Did I do anything wrong which would cause me to not obtain mass in units of Gev/c^2?
Sorry, I had a very important minus sign missing:

$$m_Z = \sqrt{ \left( \frac{E_1+E_2}{c^2}\right)^2 - \left|\frac{\vec{p}_1 + \vec{p}_2}{c}\right|^2 },$$

so sqrt((E1+E2)^2 - (px1+px2)^2-(py1+py2)^2-(pz1+pz2)^2) is the right equation to use.
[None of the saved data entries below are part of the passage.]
PR #43, opened 2021-01-20
PLATUI-848: Uplift SBT to 1.4.6

matthewmascord:


src/test/scala/uk/gov/hmrc/hmrcfrontend/views/helpers/hmrcReportTechnicalIssueHelperSpec.scala
```diff
@@ -32,48 +33,99 @@ class hmrcReportTechnicalIssueHelperSpec
...
-      .build()
-
   def buildApp(properties: Map[String, String] = Map.empty): Application =
     new GuiceApplicationBuilder()
       .configure(Map("play.allowGlobalApplication" -> "true") ++ properties)
       .build()
 
-  "HmrcReportTechnicalIssueHelper" should {
-    "render link when serviceId is set" in {
+  "HmrcReportTechnicalIssueHelperDependencyInjection" should {
```
JoPintoPaul, line 41: Is that the actual name of the component? Might suggest "HmrcReportTechnicalIssueHelper via dependency injection", or changing it so it doesn't sound like the actual component name. At the moment, this reads like there is a component `HmrcReportTechnicalIssueHelperDependencyInjection`.

matthewmascord: Agreed, this was copied over from a specific set of DI tests. I think it should just be the name of the component.

JoPintoPaul (approved):

PR #62, opened 2021-03-19
PLATUI-909: Integrate play language

matthewmascord:


src/test/scala/uk/gov/hmrc/hmrcfrontend/controllers/LanguageControllerSpec.scala
```diff
@@ -0,0 +1,88 @@
...
+import org.scalatest.wordspec.AnyWordSpec
+import org.scalatestplus.play.guice.GuiceOneAppPerSuite
+import play.api.Application
+import play.api.http.{HeaderNames, Status}
+import play.api.inject.guice.GuiceApplicationBuilder
+import play.api.mvc.AnyContentAsEmpty
+import play.api.test.FakeRequest
+import play.api.test.Helpers._
+
+import scala.collection.immutable.List
```
JoPintoPaul, line 29: Tested locally, seems that this `immutable` version of `List` isn't required.

JoPintoPaul:
Looks good, just one code suggestion.

Also, is it worth adding something to the backlog to look at inlining the `play-language` library, once we are able to deprecate the standalone one?

JoPintoPaul (approved):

I just noticed that there is a final column that looks very much like the $m_Z$ as computed from the data. If I could get my spreadsheet to work I would check.

#### taper100

ok, I adjusted for the minus sign and the results do indeed give the mass in the final column. Thanks for the help. The mean of all of the masses is 74.67 Gev/c^2 with a standard deviation of 27.14. Could you explain why the mean isn't closer to the actual boson mass. I figured the mean would be closer to the actual mass due to the large sample size (n=663). Is there a physical phenomenon that I am not taking into account?

#### mfb

Mentor
Not all events in the dataset are coming from Z bosons. You have some background events - pairs of electrons from other sources. You have more background events in the lower mass region. Therefore, the average of all events is not useful. You need some fit to the Z-peak, plus (probably optional) some model for the background. I would neglect all events with a very low calculated mass (<40 GeV). If the Breit-Wigner shape does not fit to the remaining events, you can add an exponential function* to account for those background events.
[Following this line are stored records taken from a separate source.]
PR #72, opened 2021-05-10
PLATUI-442: add hmrcAddToAList component

oscarduignan:
I've got a few questions about how to handle a dependency that I've left in as TODOs

https://github.com/hmrc/play-frontend-hmrc/compare/PLATUI-442_update-hmrc-frontend-version...PLATUI-442_add-to-a-list-component?expand=1#diff-4a7fb8b748eb4a6d5c48ad1936a81416303c12047f46c39ecf6c707bf775c15cR25-R27

but before trying to come to some consensus on those it's probably better to look at how I'm using the helper in question within the twirl template https://github.com/hmrc/play-frontend-hmrc/compare/PLATUI-442_update-hmrc-frontend-version...PLATUI-442_add-to-a-list-component?expand=1#diff-939d572314852a3ec07c66afe543de5e7fc28258227eade12bb183e197c88516

### DIFF
--- a/src/main/scala/uk/gov/hmrc/hmrcfrontend/views/html/components/package.scala
+++ b/src/main/scala/uk/gov/hmrc/hmrcfrontend/views/html/components/package.scala
@@ -17,7 +17,7 @@
 package uk.gov.hmrc.hmrcfrontend.views
 package html
 
-import uk.gov.hmrc.govukfrontend.views.html.components.{GovukErrorMessage, GovukHint, GovukLabel, GovukPhaseBanner, GovukTextarea}
+import uk.gov.hmrc.govukfrontend.views.html.components._
 
 package object components extends Utils with Aliases {
 
@@ -81,5 +81,9 @@ package object components extends Utils with Aliases {
   type HmrcCharacterCount = hmrcCharacterCount
   @deprecated(message = "Use DI", since = "Play 2.6")
   lazy val HmrcCharacterCount = new hmrcCharacterCount(GovukTextarea, GovukHint)
+
+  type HmrcAddToAList = hmrcAddToAList
+  @deprecated(message = "Use DI", since = "Play 2.6")
+  lazy val HmrcAddToAList = new hmrcAddToAList(GovukRadios, GovukButton)
 
 }
--- a/src/main/twirl/uk/gov/hmrc/hmrcfrontend/views/components/hmrcAddToAList.scala.html
+++ b/src/main/twirl/uk/gov/hmrc/hmrcfrontend/views/components/hmrcAddToAList.scala.html
@@ -1,0 +1,138 @@
+@*
+ * Copyright 2021 HM Revenue & Customs
+ *
+ * Licensed under the Apache License, Version 2.0 (the "License");
+ * you may not use this file except in compliance with the License.
+ * You may obtain a copy of the License at
+ *
+ *     http://www.apache.org/licenses/LICENSE-2.0
+ *
+ * Unless required by applicable law or agreed to in writing, software
+ * distributed under the License is distributed on an "AS IS" BASIS,
+ * WITHOUT WARRANTIES OR CONDITIONS OF ANY KIND, either express or implied.
+ * See the License for the specific language governing permissions and
+ * limitations under the License.
+ *@
+
+@import uk.gov.hmrc.govukfrontend.views.Aliases.Hint
+@import uk.gov.hmrc.govukfrontend.views.html.components.{GovukButton, GovukRadios}
+@import uk.gov.hmrc.govukfrontend.views.viewmodels.button.Button
+@import uk.gov.hmrc.govukfrontend.views.viewmodels.content.Text
+@import uk.gov.hmrc.govukfrontend.views.viewmodels.fieldset.{Fieldset, Legend}
+@import uk.gov.hmrc.govukfrontend.views.viewmodels.radios.{RadioItem, Radios}
+@import uk.gov.hmrc.hmrcfrontend.views.viewmodels.language.{Cy, En}
+@import uk.gov.hmrc.hmrcfrontend.views.viewmodels.addtoalist.AddToAList
+@import uk.gov.hmrc.hmrcfrontend.views.viewmodels.addtoalist.ItemType
+
+@this(govukRadios: GovukRadios, govukButton: GovukButton)
+
+@(params: AddToAList)(implicit messages: Messages)
+@import params._
+
+@defining(if(params.language == Cy || messages.lang.code == "cy") Cy else En) { language =>
+
+  @defining(
+    itemType.getOrElse(language match {
+      case Cy => ItemType(
+        singular = "eitem",
+        plural = "o eitemau")
+      case _ => ItemType(
+        singular = "item",
+        plural = "items"
+      )
+    })
+  ) { itemType =>
+
+    <h1 class="govuk-heading-xl">
+      @(language, itemList.length) match {
+        case (Cy, 0) => { Nid ydych wedi ychwanegu unrhyw eitemau }
+        case (_, 0) => { You have not added any items }
+        case (Cy, 1) => { Rydych wedi ychwanegu 1 @itemType.singular}
+        case (_, 1) => { You have added 1 @itemType.singular}
+        case (Cy, n) => { Rydych wedi ychwanegu @n @itemType.plural}
+        case (_, n) => { You have added @n @itemType.plural}
+      }
+    </h1>
+
+    <div class="govuk-form-group">
+      <dl class="hmrc-add-to-a-list hmrc-add-to-a-list--@itemSize.suffix">
+      @for(item <- itemList) {
+        <div class="hmrc-add-to-a-list__contents">
+          <dt class="hmrc-add-to-a-list__identifier hmrc-add-to-a-list__identifier--light">
+          @item.name
+          </dt>
+          <dd class="hmrc-add-to-a-list__change">
+            <a class="govuk-link" href="@item.changeUrl">
+              <span aria-hidden="true">@language match {
+                case Cy => { Newid }
+                case _ => { Change }
+              }</span>
+              <span class="govuk-visually-hidden">@language match {
+                case Cy => { Newid @item.name}
+                case _ => { Change @item.name}
+              }</span>
+            </a>
+          </dd>
+          <dd class="hmrc-add-to-a-list__remove">
+            <a class="govuk-link" href="@item.removeUrl">
+              <span aria-hidden="true">@language match {
+                case Cy => { Dileu }
+                case _ => { Remove }
+              }</span>
+              <span class="govuk-visually-hidden">@language match {
+                case Cy => { Dileu’r @item.name o’r rhestr }
+                case _ => { Remove @item.name from the list }
+              }</span>
+            </a>
+          </dd>
+        </div>
+      }
+      </dl>
+    </div>
+    <form method="post" action="@formAction">
+      @govukRadios(Radios(
+        fieldset = Some(Fieldset(
+          legend = Some(Legend(
+            content = Text(language match {
+              case Cy => s"Oes angen i chi ychwanegu ${itemType.singular} arall?"
+              case _ => s"Do you need to add another ${itemType.singular}?"
+            }),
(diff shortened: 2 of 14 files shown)


src/main/scala/uk/gov/hmrc/hmrcfrontend/views/helpers/MessageHelpers.scala
```diff
@@ -0,0 +1,39 @@
...
+
+package uk.gov.hmrc.hmrcfrontend.views.helpers
+
+import play.api.i18n.{Lang, Messages, MessagesApi, MessagesImpl}
+
+object MessageHelpers {
+  def messagesForLanguage(
+    code: Option[String] = None
+  )(implicit messages: Messages, messagesApi: MessagesApi): Messages =
+    // TODO: PR question: should I make this a class and @inject messagesApi and pass helper via DI?
```
oscarduignan, line 25: I feel like I prefer making it a class and injecting messages Api rather than asking for it as an implicit, but I hadn't found `Play.current.injector.instanceOf[]` yet to allow for https://github.com/hmrc/play-frontend-hmrc/blob/master/src/main/scala/uk/gov/hmrc/hmrcfrontend/views/html/components/package.scala

src/main/scala/uk/gov/hmrc/hmrcfrontend/views/helpers/MessageHelpers.scala
```diff
@@ -0,0 +1,39 @@
...
+    // TODO: PR question: should I require lang supplied be supported / print a warning / solely rely on messagesApi fallback behaviour?
```
oscarduignan, line 26: I probably favour raising an exception if the lang isn't in `play.api.Langs.availables` but didn't implement because with current implementation it would need another implicit, but if I refactor and to @inject instead then it's easy to add

src/main/scala/uk/gov/hmrc/hmrcfrontend/views/helpers/MessageHelpers.scala
```diff
@@ -0,0 +1,39 @@
...
+    // TODO: PR question: should parameter be Option[Lang]?
```
oscarduignan, line 27: wasn't sure if we wanted to keep Lang out of twirl templates - so just made it a string to start with

src/main/twirl/uk/gov/hmrc/hmrcfrontend/views/components/hmrcAddToAList.scala.html
```diff
@@ -0,0 +1,104 @@
...
+                        "addToAList.addAnother",
+                        itemType.map { itemType => itemType.singular }.getOrElse {
+                            messages(pluralMessageKey("addToAList.defaultItemType", 1))
+                        }
+                    )),
+                    classes = "govuk-fieldset__legend govuk-fieldset__legend--m",
+                    isPageHeading = false
+                ))
+            )),
+            hint = Some(Hint(content = Text(hintText.getOrElse("")))),
```
oscarduignan, line 85: - [ ] going to raise a possible bug because this is always empty

src/main/twirl/uk/gov/hmrc/hmrcfrontend/views/components/hmrcAddToAList.scala.html
```diff
@@ -0,0 +1,104 @@
...
+        @govukRadios(Radios(
+            fieldset = Some(Fieldset(
+                legend = Some(Legend(
+                    content = Text(messages(
+                        "addToAList.addAnother",
+                        itemType.map { itemType => itemType.singular }.getOrElse {
+                            messages(pluralMessageKey("addToAList.defaultItemType", 1))
+                        }
+                    )),
+                    classes = "govuk-fieldset__legend govuk-fieldset__legend--m",
```
oscarduignan, line 81: - [ ] going to raise a bug seperately, leads to element having 2 `govuk-fieldset__legend` classes

src/main/twirl/uk/gov/hmrc/hmrcfrontend/views/components/hmrcAddToAList.scala.html
```diff
@@ -0,0 +1,104 @@
...
+                    <a class="govuk-link" href="@item.removeUrl">
+                        <span aria-hidden="true">@messages("addToAList.remove.displayed")</span>
+                        <span class="govuk-visually-hidden">@messages("addToAList.remove.announced", item.name)</span>
+                    </a>
+                </dd>
+            </div>
+        }
+        </dl>
+    </div>
+    <form method="post" action="@formAction">
```
oscarduignan, line 71: - [ ] going to raise seperately, or at least ask, should this be a post? Maybe the pattern is POST to create empty thing -> then edit it; I want to check because I'm more used to GET form to create new entity -> POST to create

src/main/twirl/uk/gov/hmrc/hmrcfrontend/views/components/hmrcAddToAList.scala.html
```diff
@@ -0,0 +1,104 @@
+@*
```
oscarduignan, line 1: just realised that I forgot to fix the indentation on this file. Intellij defaulted to 4 spaces for twirl templates and I never remembered to adjust the setting, I'll push an update that reformats this file after lunch 👍

src/main/resources/messages
```diff
@@ -15,3 +15,18 @@ footer.contact.text = Contact
 footer.contact.url = https://www.gov.uk/government/organisations/hm-revenue-customs/contact
 footer.welshHelp.text = Rhestr o Wasanaethau Cymraeg
 footer.welshHelp.url = https://www.gov.uk/cymraeg
+
+addToAList.heading.0 = You have not added any items
```
matthewmascord, line 19: I'd be in favour of adding messages here to be more idiomatic. However, I feel we should hold off on this for now until we can implement a solution that will be consistent for all our components. What do you think?

src/main/twirl/uk/gov/hmrc/hmrcfrontend/views/components/hmrcAddToAList.scala.html
matthewmascord: It's a state-changing request, so I would expect the method to be a POST and to protect against CSRF. I'm probably missing some context in your question though :-)

src/main/twirl/uk/gov/hmrc/hmrcfrontend/views/components/hmrcAddToAList.scala.html
```diff
@@ -0,0 +1,104 @@
...
+@import uk.gov.hmrc.govukfrontend.views.viewmodels.button.Button
+@import uk.gov.hmrc.govukfrontend.views.viewmodels.content.Text
+@import uk.gov.hmrc.govukfrontend.views.viewmodels.fieldset.{Fieldset, Legend}
+@import uk.gov.hmrc.govukfrontend.views.viewmodels.radios.{RadioItem, Radios}
+@import uk.gov.hmrc.hmrcfrontend.views.helpers.MessageHelpers.{messagesForLanguage, pluralMessageKey}
+@import uk.gov.hmrc.hmrcfrontend.views.viewmodels.addtoalist.AddToAList
+
+@this(govukRadios: GovukRadios, govukButton: GovukButton)
+
+@(params: AddToAList)(implicit messages: Messages, messagesApi: MessagesApi)
```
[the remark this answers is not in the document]
oscarduignan: With that one my thought was that if we're already requiring an implicit messages api we might as well use the messages rather than just the language https://github.com/hmrc/play-frontend-hmrc/blob/2ba82c75f6284ece52a3a034996dbdd711058f0a/src/main/twirl/uk/gov/hmrc/hmrcfrontend/views/components/hmrcCharacterCount.scala.html#L25 for this if I @inject messagesApi into the messagesForLanguages and make that a DI dependency then they wouldn't need to pass anything other than the implicit messages like the other components

src/main/twirl/uk/gov/hmrc/hmrcfrontend/views/components/hmrcAddToAList.scala.html
oscarduignan: my thought on this was is submitting this form actually going to create another thing? Or will it just take you to the form that you would then submit to add another (so the state change would be submitting that next form), feels like here we've not got an inline form for creating an "item" so much as we have a question about if you'd like to add another. I should probably see if I can find an example of it in use and talk to design system team - probably that would clear up intended use here

src/main/twirl/uk/gov/hmrc/hmrcfrontend/views/components/hmrcAddToAList.scala.html
oscarduignan: yup, sorry I wasn't clear I'll edit it, I meant raise it against hmrc-frontend - I'm just matching the nunjucks template here

src/main/twirl/uk/gov/hmrc/hmrcfrontend/views/components/hmrcAddToAList.scala.html
oscarduignan: yup, same as above this is a bug with hmrc-frontend, all of these tasks are questions / tickets for hmrc-frontend

src/main/twirl/uk/gov/hmrc/hmrcfrontend/views/components/hmrcAddToAList.scala.html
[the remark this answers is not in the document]
oscarduignan: I'll update this to quickly to match what I was thinking as an example, but if that still isn't quite right after review then happy to simplify, won't be much work to try both first I think 👍

src/main/scala/uk/gov/hmrc/hmrcfrontend/views/html/components/package.scala
```diff
@@ -82,4 +83,8 @@ package object components extends Utils with Aliases {
   @deprecated(message = "Use DI", since = "Play 2.6")
   lazy val HmrcCharacterCount = new hmrcCharacterCount(GovukTextarea, GovukHint)
 
+  type HmrcAddToAList = hmrcAddToAList
+  @deprecated(message = "Use DI", since = "Play 2.6")
+  lazy val HmrcAddToAList = Play.current.injector.instanceOf[HmrcAddToAList]
```
oscarduignan, line 88: This doesn't work, but I'm not quite sure what the important bit I've missed that's different from https://github.com/hmrc/play-frontend-hmrc/blob/master/src/main/scala/uk/gov/hmrc/hmrcfrontend/views/html/deprecated/deprecatedPlay26Helpers.scala is 🤨 . @JoPintoPaul and @matthewmascord would either of you be able to help me understand what's gone wrong here? I'm unsure why this won't build on CI but does locally, I'm missing something crucial

oscarduignan: I understand the issue now that it's using deprecated functionality that isn't compatible with 2.8, not sure if there's any salvageable alternative here or I've hit a limitation I hadn't come across yet with these static components still around and I guess if so will need to change the implementation to still be able to support this

matthewmascord: Play.current isn't a think in 2.8. Can you instantiate with new as with the ones above?

matthewmascord (approved):

src/main/twirl/uk/gov/hmrc/hmrcfrontend/views/components/hmrcAddToAList.scala.html
natcarey: I agree, I hadn't noticed before but at this stage you're essentially specifying which page you want to see next so a GET would be perfectly suitable.

I think there's an unspoken standard of these kind of actions being POST requests (e.g. https://www.tax.service.gov.uk/pay).  I'd suggest doing this one "properly" and use it as an example - safe and idempotent actions are GET requests, unsafe or non-idempotent actions are POST request.

natcarey (approved):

*in a real analysis for a publication, you would have to study the background shape. An exponential distribution should be a good approximation.

#### taper100

ok that makes sense, thanks again. What I wanted to do with this statistics project was to construct a confidence interval for the mean of the z boson mass. Is there any method to determine which of the events are background events? If i neglect the low masses as you said, will the rest of the masses be majority those of z bosons?